Task to carry out: Check every line of the data for the string "comment" and copy the ones that have it.

Collected data:
☆ ☆ ☆

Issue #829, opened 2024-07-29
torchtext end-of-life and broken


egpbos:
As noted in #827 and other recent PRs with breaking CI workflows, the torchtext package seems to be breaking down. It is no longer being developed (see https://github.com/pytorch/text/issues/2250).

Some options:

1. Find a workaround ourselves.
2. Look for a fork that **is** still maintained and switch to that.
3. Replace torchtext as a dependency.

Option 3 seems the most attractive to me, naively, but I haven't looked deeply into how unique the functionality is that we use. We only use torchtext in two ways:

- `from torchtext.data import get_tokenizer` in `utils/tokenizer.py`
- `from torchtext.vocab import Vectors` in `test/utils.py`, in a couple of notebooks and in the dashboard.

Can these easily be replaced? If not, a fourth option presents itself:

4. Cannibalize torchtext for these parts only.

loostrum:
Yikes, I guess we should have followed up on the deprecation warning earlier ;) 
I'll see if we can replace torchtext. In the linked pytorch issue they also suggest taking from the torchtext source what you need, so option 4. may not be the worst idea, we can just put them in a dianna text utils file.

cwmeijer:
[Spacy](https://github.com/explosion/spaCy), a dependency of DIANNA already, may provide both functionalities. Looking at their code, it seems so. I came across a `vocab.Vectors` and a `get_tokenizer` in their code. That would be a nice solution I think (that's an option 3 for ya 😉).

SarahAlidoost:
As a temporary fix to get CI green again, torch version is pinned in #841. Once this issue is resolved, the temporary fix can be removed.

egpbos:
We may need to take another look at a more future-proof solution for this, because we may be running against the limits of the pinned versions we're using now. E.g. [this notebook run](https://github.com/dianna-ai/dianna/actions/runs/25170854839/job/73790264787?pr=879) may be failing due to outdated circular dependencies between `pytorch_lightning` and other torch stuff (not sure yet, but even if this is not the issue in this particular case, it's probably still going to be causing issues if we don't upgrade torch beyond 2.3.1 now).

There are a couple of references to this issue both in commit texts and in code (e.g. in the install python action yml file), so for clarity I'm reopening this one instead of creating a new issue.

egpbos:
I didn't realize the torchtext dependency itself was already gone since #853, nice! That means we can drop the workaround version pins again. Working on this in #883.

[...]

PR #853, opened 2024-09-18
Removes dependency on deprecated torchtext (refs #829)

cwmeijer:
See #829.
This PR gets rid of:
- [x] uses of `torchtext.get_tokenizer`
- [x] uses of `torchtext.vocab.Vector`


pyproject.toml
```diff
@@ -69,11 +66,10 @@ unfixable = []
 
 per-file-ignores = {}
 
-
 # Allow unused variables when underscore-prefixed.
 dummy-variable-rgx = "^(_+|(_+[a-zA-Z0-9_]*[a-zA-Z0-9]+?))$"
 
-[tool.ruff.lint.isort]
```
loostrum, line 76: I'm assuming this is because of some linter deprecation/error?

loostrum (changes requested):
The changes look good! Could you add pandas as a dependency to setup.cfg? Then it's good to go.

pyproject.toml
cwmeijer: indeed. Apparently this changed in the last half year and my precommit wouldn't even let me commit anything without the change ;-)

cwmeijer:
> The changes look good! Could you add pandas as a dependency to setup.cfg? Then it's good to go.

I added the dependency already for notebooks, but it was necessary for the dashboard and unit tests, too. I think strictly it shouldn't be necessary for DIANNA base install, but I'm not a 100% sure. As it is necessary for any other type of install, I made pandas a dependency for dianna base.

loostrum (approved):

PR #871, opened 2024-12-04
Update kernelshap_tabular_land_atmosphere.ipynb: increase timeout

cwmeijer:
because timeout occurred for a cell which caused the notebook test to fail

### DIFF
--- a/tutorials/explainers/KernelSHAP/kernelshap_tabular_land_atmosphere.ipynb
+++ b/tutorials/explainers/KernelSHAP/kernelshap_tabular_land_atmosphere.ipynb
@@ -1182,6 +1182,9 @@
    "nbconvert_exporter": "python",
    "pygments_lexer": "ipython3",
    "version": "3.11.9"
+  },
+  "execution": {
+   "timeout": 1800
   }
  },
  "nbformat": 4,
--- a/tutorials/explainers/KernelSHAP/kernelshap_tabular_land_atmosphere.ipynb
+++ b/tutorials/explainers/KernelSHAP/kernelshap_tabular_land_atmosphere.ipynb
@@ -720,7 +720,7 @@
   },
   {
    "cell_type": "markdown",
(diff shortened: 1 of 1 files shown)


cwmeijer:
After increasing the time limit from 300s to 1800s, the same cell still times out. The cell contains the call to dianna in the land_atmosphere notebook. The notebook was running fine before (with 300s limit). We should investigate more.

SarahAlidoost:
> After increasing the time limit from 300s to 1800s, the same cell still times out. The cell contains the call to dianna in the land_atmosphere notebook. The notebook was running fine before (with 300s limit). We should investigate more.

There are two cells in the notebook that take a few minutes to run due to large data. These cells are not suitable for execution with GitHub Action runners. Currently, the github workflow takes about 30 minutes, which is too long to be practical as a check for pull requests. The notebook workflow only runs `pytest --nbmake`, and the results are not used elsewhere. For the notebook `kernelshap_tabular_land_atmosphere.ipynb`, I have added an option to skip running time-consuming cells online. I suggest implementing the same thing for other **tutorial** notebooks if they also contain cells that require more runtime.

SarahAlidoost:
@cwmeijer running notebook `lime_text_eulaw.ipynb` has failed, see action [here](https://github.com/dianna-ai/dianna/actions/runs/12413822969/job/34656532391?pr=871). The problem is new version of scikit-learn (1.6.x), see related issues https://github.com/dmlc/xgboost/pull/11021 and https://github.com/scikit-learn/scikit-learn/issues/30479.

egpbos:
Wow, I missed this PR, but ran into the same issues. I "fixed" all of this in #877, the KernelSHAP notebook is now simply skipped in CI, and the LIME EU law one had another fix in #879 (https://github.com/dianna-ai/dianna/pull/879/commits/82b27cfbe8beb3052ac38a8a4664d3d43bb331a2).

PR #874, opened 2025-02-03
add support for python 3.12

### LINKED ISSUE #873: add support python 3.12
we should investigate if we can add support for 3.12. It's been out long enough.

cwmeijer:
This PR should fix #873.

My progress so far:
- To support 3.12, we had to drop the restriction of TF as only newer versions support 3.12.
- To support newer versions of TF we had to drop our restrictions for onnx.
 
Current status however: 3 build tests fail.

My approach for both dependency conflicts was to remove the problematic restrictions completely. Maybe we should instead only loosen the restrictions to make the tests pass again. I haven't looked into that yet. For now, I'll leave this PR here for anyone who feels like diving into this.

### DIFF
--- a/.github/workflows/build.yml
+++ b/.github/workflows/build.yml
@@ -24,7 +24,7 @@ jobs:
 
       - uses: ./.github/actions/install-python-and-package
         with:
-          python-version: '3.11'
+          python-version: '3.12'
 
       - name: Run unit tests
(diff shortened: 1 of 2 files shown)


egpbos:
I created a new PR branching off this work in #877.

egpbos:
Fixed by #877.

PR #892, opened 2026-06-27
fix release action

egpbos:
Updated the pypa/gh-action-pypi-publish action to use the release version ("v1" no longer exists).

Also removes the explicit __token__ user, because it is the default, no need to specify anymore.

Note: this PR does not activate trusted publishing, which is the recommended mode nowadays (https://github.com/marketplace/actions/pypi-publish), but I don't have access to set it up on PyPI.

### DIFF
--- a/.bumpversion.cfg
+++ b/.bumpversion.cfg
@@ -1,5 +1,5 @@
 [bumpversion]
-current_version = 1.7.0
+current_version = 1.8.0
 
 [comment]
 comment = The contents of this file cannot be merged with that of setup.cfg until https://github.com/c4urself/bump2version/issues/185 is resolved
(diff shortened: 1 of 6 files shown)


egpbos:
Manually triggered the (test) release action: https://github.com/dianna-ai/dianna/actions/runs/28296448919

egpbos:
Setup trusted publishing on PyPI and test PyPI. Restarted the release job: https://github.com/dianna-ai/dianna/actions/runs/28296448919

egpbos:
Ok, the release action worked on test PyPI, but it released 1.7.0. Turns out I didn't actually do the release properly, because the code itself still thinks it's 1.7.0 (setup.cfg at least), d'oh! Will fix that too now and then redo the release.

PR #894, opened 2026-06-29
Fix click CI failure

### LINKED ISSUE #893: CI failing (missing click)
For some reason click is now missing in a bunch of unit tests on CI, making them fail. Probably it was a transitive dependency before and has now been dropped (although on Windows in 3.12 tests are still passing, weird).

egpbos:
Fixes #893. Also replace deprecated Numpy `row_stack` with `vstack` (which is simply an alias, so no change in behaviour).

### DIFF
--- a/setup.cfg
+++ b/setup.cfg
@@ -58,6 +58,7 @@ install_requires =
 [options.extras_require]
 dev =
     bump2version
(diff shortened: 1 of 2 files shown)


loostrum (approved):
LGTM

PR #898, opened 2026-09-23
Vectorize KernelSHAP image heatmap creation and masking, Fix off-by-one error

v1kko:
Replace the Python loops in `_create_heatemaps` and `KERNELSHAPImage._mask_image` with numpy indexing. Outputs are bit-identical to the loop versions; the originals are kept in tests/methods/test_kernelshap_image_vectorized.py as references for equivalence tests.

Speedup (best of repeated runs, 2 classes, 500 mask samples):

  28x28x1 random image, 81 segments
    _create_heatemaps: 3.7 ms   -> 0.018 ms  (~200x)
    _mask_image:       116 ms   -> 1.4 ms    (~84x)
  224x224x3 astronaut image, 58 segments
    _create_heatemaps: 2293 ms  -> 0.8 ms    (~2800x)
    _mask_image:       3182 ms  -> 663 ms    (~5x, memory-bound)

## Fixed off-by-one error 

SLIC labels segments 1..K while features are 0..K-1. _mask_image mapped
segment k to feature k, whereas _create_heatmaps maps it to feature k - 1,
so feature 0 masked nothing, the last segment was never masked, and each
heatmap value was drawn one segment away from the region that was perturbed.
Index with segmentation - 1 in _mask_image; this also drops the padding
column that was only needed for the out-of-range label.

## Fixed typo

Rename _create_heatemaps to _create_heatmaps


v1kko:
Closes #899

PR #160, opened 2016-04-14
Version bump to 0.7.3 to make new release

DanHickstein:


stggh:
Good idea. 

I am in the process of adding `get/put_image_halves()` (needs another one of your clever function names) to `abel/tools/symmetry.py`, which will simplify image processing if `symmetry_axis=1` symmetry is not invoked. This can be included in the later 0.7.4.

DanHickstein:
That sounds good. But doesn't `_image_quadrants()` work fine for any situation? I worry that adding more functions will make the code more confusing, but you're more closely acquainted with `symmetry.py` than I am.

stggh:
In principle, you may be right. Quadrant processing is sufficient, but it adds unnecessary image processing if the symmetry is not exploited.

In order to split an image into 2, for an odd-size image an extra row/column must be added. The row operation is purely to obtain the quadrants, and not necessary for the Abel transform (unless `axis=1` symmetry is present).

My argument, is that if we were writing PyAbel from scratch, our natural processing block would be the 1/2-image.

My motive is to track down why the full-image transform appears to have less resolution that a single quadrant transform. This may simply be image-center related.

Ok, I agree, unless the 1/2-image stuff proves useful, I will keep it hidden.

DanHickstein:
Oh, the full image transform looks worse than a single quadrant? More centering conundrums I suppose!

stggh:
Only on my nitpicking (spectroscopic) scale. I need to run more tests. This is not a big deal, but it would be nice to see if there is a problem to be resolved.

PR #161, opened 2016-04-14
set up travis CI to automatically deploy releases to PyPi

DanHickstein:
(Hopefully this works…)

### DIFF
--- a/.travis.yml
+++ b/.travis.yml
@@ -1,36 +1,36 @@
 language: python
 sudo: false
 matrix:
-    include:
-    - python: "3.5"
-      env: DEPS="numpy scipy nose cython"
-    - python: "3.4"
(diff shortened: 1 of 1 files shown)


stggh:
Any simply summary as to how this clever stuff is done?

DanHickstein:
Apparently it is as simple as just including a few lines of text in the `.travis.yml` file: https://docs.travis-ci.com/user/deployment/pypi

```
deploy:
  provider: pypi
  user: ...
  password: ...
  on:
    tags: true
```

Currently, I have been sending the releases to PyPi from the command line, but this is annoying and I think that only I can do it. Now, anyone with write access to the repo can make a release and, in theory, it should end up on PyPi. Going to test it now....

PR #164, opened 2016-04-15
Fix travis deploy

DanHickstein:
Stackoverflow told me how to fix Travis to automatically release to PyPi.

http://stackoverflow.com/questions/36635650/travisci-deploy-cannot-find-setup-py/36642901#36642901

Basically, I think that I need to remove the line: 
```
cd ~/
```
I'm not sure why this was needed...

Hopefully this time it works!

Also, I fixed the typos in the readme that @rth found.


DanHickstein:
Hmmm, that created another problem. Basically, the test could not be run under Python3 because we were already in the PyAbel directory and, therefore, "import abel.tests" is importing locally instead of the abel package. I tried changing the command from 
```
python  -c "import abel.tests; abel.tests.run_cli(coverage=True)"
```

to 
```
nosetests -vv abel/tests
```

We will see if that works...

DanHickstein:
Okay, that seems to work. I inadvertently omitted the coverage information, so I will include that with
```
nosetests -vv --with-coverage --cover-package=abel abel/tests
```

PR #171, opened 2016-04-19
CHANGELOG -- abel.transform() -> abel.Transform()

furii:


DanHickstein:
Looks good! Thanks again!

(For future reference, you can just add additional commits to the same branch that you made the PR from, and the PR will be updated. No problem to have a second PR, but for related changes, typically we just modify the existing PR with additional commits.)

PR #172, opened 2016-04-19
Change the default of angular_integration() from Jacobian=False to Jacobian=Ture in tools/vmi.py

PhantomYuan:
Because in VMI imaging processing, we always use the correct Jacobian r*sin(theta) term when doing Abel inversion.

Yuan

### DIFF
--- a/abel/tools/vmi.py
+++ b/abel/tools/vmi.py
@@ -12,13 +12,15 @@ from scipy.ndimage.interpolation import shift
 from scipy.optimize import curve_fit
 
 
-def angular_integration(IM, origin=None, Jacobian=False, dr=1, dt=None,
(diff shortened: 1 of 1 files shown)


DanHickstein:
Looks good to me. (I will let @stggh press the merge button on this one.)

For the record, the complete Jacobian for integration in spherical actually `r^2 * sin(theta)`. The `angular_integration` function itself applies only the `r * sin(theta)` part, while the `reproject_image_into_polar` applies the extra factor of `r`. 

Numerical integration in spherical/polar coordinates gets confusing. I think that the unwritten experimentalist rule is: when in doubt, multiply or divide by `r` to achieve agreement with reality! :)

☆ ☆ ☆

Response:
 [comment]
 comment = The contents of this file cannot be merged with that of setup.cfg until https://github.com/c4urself/bump2version/issues/185 is resolved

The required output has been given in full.